Jamesway
- Type: Department store
- Industry: Retail
- Founded: 1961; 65 years ago Jamestown, New York, U.S.
- Founder: Herbert Fisher
- Defunct: December 1995; 30 years ago
- Fate: Bankruptcy; some former locations converted to Ames
- Headquarters: Secaucus, New Jersey, U.S.
- Number of locations: 138 (1991)
- Products: Clothing, footwear, bedding, furniture, jewelry, beauty products, toys, electronics and housewares
- Number of employees: 7,400 (1993)

= Jamesway =

Former discount department store chain

Jamesway Corporation, more commonly known as Jamesway, was a chain of discount department stores based in Secaucus, New Jersey. It was founded in 1961 with a single store in Jamestown, New York, ultimately growing into a chain that, at its peak, operated 138 stores throughout the Northeast and mid-Atlantic regions.
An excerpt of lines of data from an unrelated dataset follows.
Issue #645, opened 2022-06-26
Allow "has" affixation to be configurable


bdarcus:
I don't know if this is a good idea, but with #634, it occurred to me:

It might be good to allow configurable indicators?

That would allow to edit the current ones (for example, remove "links"), or to add new ones.

roshanshariff:
I was also thinking this, and was going to implement a more configurable system, but it looked like it would increase the complexity more than necessary. I think it's a good idea, but we should wait until we have a concrete use case and make sure whatever we implement works for that purpose.

The main constraint is that any indicators have to be very fast at display time. This means that if you want to do any non-trivial work, you have to do it earlier, when the bibliography is parsed (at least as much as possible). So you'd want to have a customizable list of "data augmentation" functions that run when the bibliography is parsed. They would pre-compute extra information that gets attached to each bibliography entry. Then, ideally, the indicators would just be able to look at this augmented information.

I have some thoughts on how to implement all this but, as I said, I think we should wait for a concrete use case.

Just allowing the built-in indicators to be removed is very easy. We don't do this now, but we can just disable the file and note indicators when `has-files-functions` or `has-notes-functions` are nil. Currently we just won't show the indicators, but still reserve the space for them. We could easily add a similar option for links.

bdarcus:
To be clear, I do not advocate adding this now, or even necessarily soon.

I just thought it worth considering.

For that reason, I marked the milestone "future".

bdarcus:
FYI, I just linked an issue with a "concrete use case": in this case, for citar-org-roam, indicating when a note has cited resources.

But TBH, that needs some more thought in any case.

bdarcus:
I think we have enough concrete use cases at this point to figure this out.

I'll see if I can find the time to look at the code and at least figure out what be involved in implementing it, if not actually code it. I'm not sure ATM how big a PITA this would be.

bdarcus:
This was added in #753.

PR #744, opened 2023-03-15
Add optional affixation symbol for currently cited references

andersjohansson:
It's helpful to see what you’ve already cited in the current document.This is something I have missed from my earlier system that extended org-zotxt (before org-cite).

I'm not sure if you want to include something like this, and it is not finished for anything more than org.

An implementation for fetching cite keys in org-mode is included, with configuration for fetching in narrowed buffer or not, and from several org buffers.

Optional grouping by currently cited is also included, however, this seems to interfere with the multi-selection display based on grouping.

(Took some time to go through my citar config and this branch today)

### DIFF
--- a/citar-org.el
+++ b/citar-org.el
@@ -69,6 +69,15 @@ Each function takes one argument, a citation."
   :group 'citar-org
   :type '(repeat function))
 
+(defcustom citar-org-current-refs-in-widened-buffer t
+  "If non-nil, gathers current references from the widened buffer."
+  :group 'citar-org
+  :type 'boolean)
+
+(defvar-local citar-org-current-refs-in-several-org-buffers nil
+  "When non-nil, gathers current references from given list of files, or from all org-buffers (if t).")
+
+
 ;;; Keymaps
 
 (defvar citar-org-citation-map
@@ -139,6 +148,31 @@ With PROC list, limit to specific processor(s)."
               (push fstyle styles))))))
     styles))
 
+(defun citar-org--current-refs-fetch ()
+  "Fetch refs in current org buffer and store in ‘citar--cited-references’."
+  (when (memq citar-indicator-cited citar-indicators)
+    (clrhash citar--cited-references)
+    (cl-loop for buf in (pcase citar-org-current-refs-in-several-org-buffers
+                          ('t (org-buffer-list 'files t))
+                          ('nil (list (current-buffer)))
+                          ((and (pred listp) files)
+                           (mapcar #'find-file-noselect files)))
+             do
+             (with-current-buffer buf
+               ;; This is slow, would be good to use cache, but ‘org-element-cache-map’ can’t
+               ;; be used with object granularity (for citation-reference).
+               (org-element-map
+                   (if citar-org-current-refs-in-widened-buffer
+                       (save-restriction
+                         (widen)
+                         (org-element-parse-buffer))
+                     (org-element-parse-buffer))
+                   'citation-reference
+                 (lambda (ref) (puthash
+                                (org-element-property :key ref)
+                                t
+                                citar--cited-references)))))))
+
 ;;; Org-cite processors
 
 ;; NOTE I may move some or all of these to a separate project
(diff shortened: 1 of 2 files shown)


bdarcus:
Cool; related: #645.

andersjohansson:
Screenshot:
image

This is with: 
```emacs-lisp
(setq citar-symbols
     (link ,(all-the-icons-octicon "link" :face 'all-the-icons-orange :v-adjust 0.01) . " ")
     (cited ,(all-the-icons-faicon "quote-right" :face 'org-cite) . " ")))

```

bdarcus:
So on #645, If it's too much of a hassle, we can save it for later., but as you work on this, can you think about how to do both together?

It could avoid us having to add additional defcustoms and such.

andersjohansson:
By the way, it does a lot of parsing of org-files (on every invocation of `citar-org-select-key` or `citar-org-insert-citation`, but I have so far (have used this for a few months) not experienced this as slowing down citing.

aikrahguzar:
> An implementation for fetching cite keys in org-mode is included, with configuration for fetching in narrowed buffer or not, and from several org buffers.


This can be done for latex by parsing the aux file produced after compilation. `reftex` probably has something like that too.
Parsing aux file should be simpler and faster and will include citations from all the files that are used to produce the document. It has the disadvantage that it will be reflect the document at the time of last compilation but I don't think it possible to write latex without compiling very often.

bdarcus:
Thinking about it from the user-facing end, would not something like this work for addressing #645?

```elisp
(defvar citar-indicators ; a defcustom really
  `(("F" . #'citar-has-files)
    ("L" . #'citar-has-links)
    ("N" . #citar-has-notes)
    ("C" . #'citar-has-cited)))
```

andersjohansson:
Cool! I re-implemented it with following #753. This actually makes it reasonable to do this as a plugin to citar. The only point where I would need to use advice in that case would be for the points where I do the buffer parsing (the not very carefully chosen ` citar-org-select-key` and `citar-org-insert-citation`).

I'm not sure if you are interested to merge this eventually?

The configuration of pretty symbols would look like this then. A bit more tedious to edit the `:symbol` slot of the indicator structs.

```emacs-lisp
(setf (citar-indicator-symbol citar-indicator-files)
      (all-the-icons-faicon "file-o" :face 'all-the-icons-green :v-adjust -0.1)
      (citar-indicator-symbol citar-indicator-links)
      (all-the-icons-octicon "link" :face 'all-the-icons-orange :v-adjust 0.01)
      (citar-indicator-symbol citar-indicator-notes)
      (all-the-icons-material "speaker_notes" :face 'all-the-icons-blue :v-adjust -0.3)
      (citar-indicator-symbol citar-indicator-cited)
      (all-the-icons-faicon "quote-right" :face 'org-cite))

(setq citar-indicators (list citar-indicator-links
                             citar-indicator-files
                             citar-indicator-notes
                             citar-indicator-cited))
```

andersjohansson:
Oh, I saw you added indicator configuration here as well: https://github.com/emacs-citar/citar/wiki/Indicators.

bdarcus:
> I'm not sure if you are interested to merge this eventually?

I'm not opposed at all; with this all configurable, users can use or not. And I do like the idea.

From my POV whether to include is really about the general fit, and this one seems to fit, as it's really about writing in the major modes, and isn't about any specific other packages.

I think the design question would just be whether and how to integrate into the major-mode adapter system. 

I suppose the "list-keys" key is all that's really required, though it's currently defined as only include the citekeys in the "current buffer."

>  This actually makes it reasonable to do this as a plugin to citar. 

Yes; I'll leave it up to you, though just note that the `citar-capf` was originally spun out, but we merged it back in because it was such a small amount of code.

> The only point where I would need to use advice in that case would be for the points where I do the buffer parsing (the not very carefully chosen  citar-org-select-key and citar-org-insert-citation).

Not following here, but if you need to advice, perhaps there are tweaks to that code that would avoid that?

I developed `citar-org-roam` independently of `citar` in part to test and refine the API, and I think it's better because of it.

I'll also try to test this (been busy with other things). Is it ready for that?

Despite its successes, Jamesway faced significant losses during its last years in business. This resulted in two bankruptcy filings, which ultimately put an end to the chain in 1995.

== History ==
Jamesway began in 1961 with its first store by Herbert Fisher. The company got its name from the town in which the first store was located, Jamestown, New York. At its peak in 1991, the company operated 138 stores throughout the mid-Atlantic region of the United States and employed nearly 6,000. The company had locations in New York, New Jersey, Pennsylvania, Maryland, Ohio, Virginia, Delaware, and other states. Jamesway's headquarters was in Secaucus, New Jersey. It expanded much in the 1960s, and continued to grow until the 1980s. During this period, it acquired many properties from then-defunct discount stores such as Two Guys, Woolco, King's, and one from Mays. They also acquired the Westons chain of discount stores in the late 1970s. The original store in Jamestown relocated to Chautauqua Mall in the late 1980s.
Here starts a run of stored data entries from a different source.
PR #753, opened 2023-03-20
feat!: make indicator affixes configurable

bdarcus:
The current indicators are hard-coded, with the only configurable details being the symbols in `citar-symbols`, and the space between them in `citar-symbol-separator`.

This makes all of it configurable by adding:

* `citar-indicators` variable; a list of plist indicator specs
* `citar--make-indicator-processors` function (creates a list of plists with the needed properties, including the compiled predicate functions)
* `citar--make-indicators-tags` and  `citar--make-indicator-symbols` functions
* add indicator variables, and a [new wiki page](https://github.com/emacs-citar/citar/wiki/Indicators) with others

BREAKING CHANGE: `citar-symbols` will be deprecated in favor of `citar-indicators`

Jamesway #20, located in Monroe, New York, was destroyed by a major fire on April 29, 1990.

===Bankruptcy===
Peter Hollis, former president and CEO of Ames, joined Jamesway in 1991 and was named president in February of that year. In April 1991, in an effort to strengthen its financial position, the company secured a $40 million (~$ in ) refinancing agreement and closed 11 unprofitable stores.

In December 1992, Jamesway closed 13 stores.

In January 1993, Jamesway rolled out a new store format and planned to completely remodel the 127-store chain within the following three years. The remodel would include completely redoing 30 stores. The remodeling efforts included better lighting, store layouts, and signage improvements throughout the store. In June 1993, Joseph Ettore returned to Jamesway after a spell working for Stuart’s, having earlier been with the company during its 1980s. On July 19, 1993 the company filed Chapter 11 bankruptcy protection. Before the filing, the chain had sales of $1.05 billion and 7,400 employees. In August 1993, the discounter said it cut 70 headquarters jobs and implemented a management realignment. "We want to stay in business," Ettore emphasized. In December 1993, Jamesway announced it would close 14 stores and remodel 11 stores as part of a plan to pull the company out of bankruptcy. The chain emerged from bankruptcy in January 1995 with 90 stores remaining. The company put itself up for sale in May 1995. Ames was viewed as the most likely suitor for the chain, although Hills and Caldor were also considered. At the time it put itself up for sale, the company had 5,900 employees. Jamesway filed for Chapter 11 bankruptcy for the second time in October 1995 after it had emerged from its nearly two-year-long bankruptcy. Just days before its filing, the company laid off 3% of its workforce. The company decided it would close all of its remaining stores, and liquidation sales began immediately, running from October to December 1995.

It was believed that its continued weak sales, along with operating losses and constricted trade credit, contributed to its bankruptcy. During that time, Wal-Mart had begun to open new stores in the same areas as Jamesway stores, making Jamesway's fate inescapable. Ames purchased 11 former Jamesway stores and reopened them as Ames stores, but Ames would end up meeting the same fate as Jamesway, declaring bankruptcy in 2001 and then closing all of its stores in 2002.